▶ **WORK INSTRUCTION**: Take the data below and copy exactly the lines starting at the one with "--- a/envs/qa.env" and finishing at the one with "is not missing", both included.

(Saved data entries)
PR #5099, opened 2024-11-05
Add NYM_VPN_API to env files

pronebird:
Add missing NYM_VPN_API uri

- - -
This change is [Reviewable](https://reviewable.io/reviews/nymtech/nym/5099)

### DIFF
--- a/envs/qa.env
+++ b/envs/qa.env
@@ -21,3 +21,4 @@ REWARDING_VALIDATOR_ADDRESS=n1rfvpsynktze6wvn6ldskj8xgwfzzk5v6pnff39
 EXPLORER_API=https://qa-network-explorer.qa.nymte.ch/api
 NYXD=https://qa-validator.qa.nymte.ch
 NYM_API=https://qa-nym-api.qa.nymte.ch/api
+NYM_VPN_API=https://nym-vpn-api-git-deploy-qa-nyx-network-staging.vercel.app/api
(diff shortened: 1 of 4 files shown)


rokas-ambrazevicius (approved):

octol (dismissed):
Ah sorry but I'm not sure this is missing. If we are talking about the env file as a source for NymNetworkDetails, I would prefer if we went in the other direction. This env variable was temporarily added for mainnet but we are now using a discovery endpoint to dynamically set it. So having it in the env file is possibly confusing, and I think we should remove the mainnet one 

That said if you really want to add them for completeness sake then go ahead

pronebird:
> No this is not missing

We catch the following panic around time of starting account controller in nym_vpn_lib on iOS:

```
Caught a panic calling rust code: "called `Result::unwrap()` on an `Err` value: MissingApiUrl"
```

Setting this variable properly makes issue go away.

envs/qa.env
```diff
@@ -21,3 +21,4 @@ REWARDING_VALIDATOR_ADDRESS=n1rfvpsynktze6wvn6ldskj8xgwfzzk5v6pnff39
 EXPLORER_API=https://qa-network-explorer.qa.nymte.ch/api
 NYXD=https://qa-validator.qa.nymte.ch
 NYM_API=https://qa-nym-api.qa.nymte.ch/api
+NYM_VPN_API=https://nym-vpn-api-git-deploy-qa-nyx-network-staging.vercel.app/api/
```
dynco-nym, line 24: could you please add the same variable (with appropriate values) to 
- `envs/sandbox.env`
- `envs/canary.env`

octol (commented):
Retracting my request for changes, but see my comment why I think we shouldn't add these

pronebird (commented):
> *[Reviewable](https://reviewable.io/reviews/nymtech/nym/5099)* status: 0 of 1 files reviewed, 1 unresolved discussion (waiting on @dynco-nym)

___
*[`envs/qa.env` line 24 at r1](https://reviewable.io/reviews/nymtech/nym/5099#gh-1830084985:-OB0W7oU-2PhFo9xUMrd:b-896fix) ([raw file](https://github.com/nymtech/nym/blob/40cc90b1f2f1002600215b9686c182b3bdcb86cd/envs/qa.env#L24)):*
<details><summary><i>Previously, dynco-nym (Dinko Zdravac) wrote…</i></summary><blockquote>

could you please add the same variable (with appropriate values) to 
- `envs/sandbox.env`
- `envs/canary.env`
</blockquote></details>

Done.

envs/qa.env
pronebird: @dynco-nym bump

▶ **RESPONSE TO THIS EXERCISE**:
--- a/envs/qa.env
+++ b/envs/qa.env
@@ -21,3 +21,4 @@ REWARDING_VALIDATOR_ADDRESS=n1rfvpsynktze6wvn6ldskj8xgwfzzk5v6pnff39
 EXPLORER_API=https://qa-network-explorer.qa.nymte.ch/api
 NYXD=https://qa-validator.qa.nymte.ch
 NYM_API=https://qa-nym-api.qa.nymte.ch/api
+NYM_VPN_API=https://nym-vpn-api-git-deploy-qa-nyx-network-staging.vercel.app/api
(diff shortened: 1 of 4 files shown)


rokas-ambrazevicius (approved):

octol (dismissed):
Ah sorry but I'm not sure this is missing. If we are talking about the env file as a source for NymNetworkDetails, I would prefer if we went in the other direction. This env variable was temporarily added for mainnet but we are now using a discovery endpoint to dynamically set it. So having it in the env file is possibly confusing, and I think we should remove the mainnet one 

That said if you really want to add them for completeness sake then go ahead

pronebird:
> No this is not missing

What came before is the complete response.